(What is required): Examine the entries and show every line in which the word "done" is found.
↓
PR #2687, opened 2020-05-30
shipper: do not check for existence if not needed

GiedriusS:
Skip over already compacted blocks and do not check for their existence
if not needed i.e. appropriate flags have not been specified.

Closes #2686.

Signed-off-by: Giedrius Statkevičius <giedriuswork@gmail.com>

* [ ] I added CHANGELOG entry for this change.
* [x] Change is not relevant to the end user.

## Changes

I moved one check a bit further up so that we would not do unnecessary existence checks.

## Verification

Improved tests that fail without this change.

PR #2696, opened 2020-06-01
shipper: do not check for existence if not needed (#2687)

bwplotka:
Skip over already compacted blocks and do not check for their existence
if not needed i.e. appropriate flags have not been specified.


bwplotka:
Cherry-picked from master.

bwplotka:
https://github.com/thanos-io/thanos/pull/2687

bwplotka:
Actually I don't think it's 0.13 regression so let's drop it.

PR #2603, opened 2020-05-13
store/proxy: Deduplicate chunks on StoreAPI level. Recommend chunk sorting for StoreAPI.

bwplotka:
Blocked by: https://github.com/thanos-io/thanos/pull/2548

Partially fixes: https://github.com/thanos-io/thanos/issues/2303

It should make certain calls where we have overlapped data from StoreAPIs much faster and more efficient.

## Changes: 

* Cases like overlapped data from store and sidecar and 1:1 duplicates are now optimized by removal of exact duplicates as soon as it's possible, on proxy level (fanout receive). This case was highly visible on GitLab repro data and exists in most of the Thanos setups. cc @SuperQ 
* Also this adds logic for merging the same series together on proxy level instead of `select`. This allows for better dedup efficiency.

Signed-off-by: Bartlomiej Plotka <bwplotka@gmail.com>

Issue #2546, opened 2020-04-30
querier: Remove exact chunk duplicates on StoreAPI level, potentially merging frames together.


bwplotka:
This needs some benchmarks as well. Found in https://github.com/thanos-io/thanos/pull/2528

Duplicates are handled ok in terms of data correctness but it's not very efficient. In @SuperQ repro data we found 3x chunk duplications. This is when you have duplicated StoreAPI as well as sidecar + store GW overlap. (:  We can totally trim this on proxy level instead of concating all.

AC: 
* proxy.go returns chunks without duplications
* frames are also "compacted" on up to 1MB (or defined size).

bwplotka:
`proxy.go returns chunks without duplications` was done:  https://github.com/thanos-io/thanos/pull/2603

The defined size AC was not done and it was actually part of another ticket as well plus the idea was abandoned.

PR #2710, opened 2020-06-03
store/proxy: Deduplicate chunks on StoreAPI level. Recommend chunk sorting for StoreAPI + Optimized iter chunk dedup.

bwplotka:
Actually do properly the https://github.com/thanos-io/thanos/issues/2546

This is a rebased version of https://github.com/thanos-io/thanos/pull/2603 - It was wrongly merged to chained, already merged PR. + small fix to avoid `.String()`

This also has to be cherry picked to 0.13

### DIFF
--- a/pkg/query/iter.go
+++ b/pkg/query/iter.go
@@ -62,10 +62,8 @@ func (s *promSeriesSet) Next() bool {
 		return s.currChunks[i].MinTime < s.currChunks[j].MinTime
 	})
 
-	// newChunkSeriesIterator will handle overlaps well, however we don't need to iterate over those samples,
-	// removed early duplicates here.
-	// TODO(bwplotka): Remove chunk duplicates on proxy level as well to avoid decoding those.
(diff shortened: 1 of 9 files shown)


bwplotka:
See benchmarks here: https://github.com/thanos-io/thanos/pull/2603#issuecomment-629651189

Also we desperatedly needs Query benchmarks (there are in some old forgotten PR...)

pkg/query/iter.go
```diff
@@ -81,7 +79,7 @@ func removeExactDuplicates(chks []storepb.AggrChunk) []storepb.AggrChunk {
 	ret = append(ret, chks[0])
 
 	for _, c := range chks[1:] {
-		if ret[len(ret)-1].String() == c.String() {
+		if ret[len(ret)-1].Compare(c) == 0 {
```
bwplotka, line 82: @brancz solving regression here.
↑
(Answer to this task):
`proxy.go returns chunks without duplications` was done:  https://github.com/thanos-io/thanos/pull/2603
The defined size AC was not done and it was actually part of another ticket as well plus the idea was abandoned.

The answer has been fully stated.